#### [Dataset excerpts]
========
PR #807, opened 2022-05-12
Track the TCT alongside the NCT

plaidfinch:
This commits the TCT root alongside the NCT root to the JMT state, and stores the TCT in the sidecar non-consensus storage in RocksDB. It prints the TCT root every block to `debug!` level tracing.


shielded-pool/src/component.rs
```diff
@@ -246,6 +248,29 @@ impl Component for ShieldedPool {
             .unwrap();
         }
 
+        // Close the block in the TCT
+        self.tiered_commitment_tree
+            .end_block()
+            .expect("ending TCT block should never fail");
```
hdevalence, line 254: If we `expect` here, we'll halt `pd` in case of an invariant violation. We'll want that eventually, but initially, we want the TCT to be a sidecar that gets exercised but not fed into consensus.

Instead, I we should match on the result and do a `tracing::error!` on failure, but otherwise continue executing.

shielded-pool/src/component.rs
```diff
@@ -246,6 +248,29 @@ impl Component for ShieldedPool {
...
+                .get_chain_params()
+                .await
+                .expect("chain params request must succeed")
+                .epoch_duration,
+        )
+        .is_epoch_end(self.compact_block.height)
+        {
+            self.tiered_commitment_tree
+                .end_epoch()
+                .expect("ending TCT block should never fail");
```
hdevalence, line 269: ditto expect above

shielded-pool/src/component.rs
```diff
@@ -344,6 +369,9 @@ impl ShieldedPool {
         // 1. Insert it into the NCT
         self.note_commitment_tree
             .append(&output_body.note_commitment);
+        self.tiered_commitment_tree
+            .insert(penumbra_tct::Witness::Forget, output_body.note_commitment)
+            .expect("inserting a commitment into the TCT should never fail");
```
hdevalence, line 374: ditto expect above

shielded-pool/src/component.rs
```diff
@@ -360,7 +388,11 @@ impl ShieldedPool {
             .await;
         // and the note commitment tree data and anchor:
         self.state
-            .set_nct_anchor(self.compact_block.height, self.note_commitment_tree.root2())
+            .set_nct_anchor(
+                self.compact_block.height,
+                self.note_commitment_tree.root2(),
+                self.tiered_commitment_tree.root(),
```
hdevalence, line 394: This is writing the NCT anchor from the TCT sidecar into the consensus-critical state, which is what we don't want to do yet, right?

shielded-pool/src/component.rs
```diff
@@ -481,18 +513,38 @@ pub trait View: StateExt {
...
+        // Write the TCT anchor both as a value, so we can look it up,
+        self.put_domain(
+            format!("shielded_pool/tct_anchor/{}", height).into(),
+            tct_anchor,
         )
         .await;
         // and as a key, so we can query for it.
         self.put_proto(
-            format!("shielded_pool/valid_anchors/{}", anchor).into(),
+            format!("shielded_pool/valid_tct_anchors/{}", tct_anchor).into(),
```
========
#### [Try it]
Within the listing above, work out how many lines hold "format", and answer with that number only.

#### [Worked solution]
3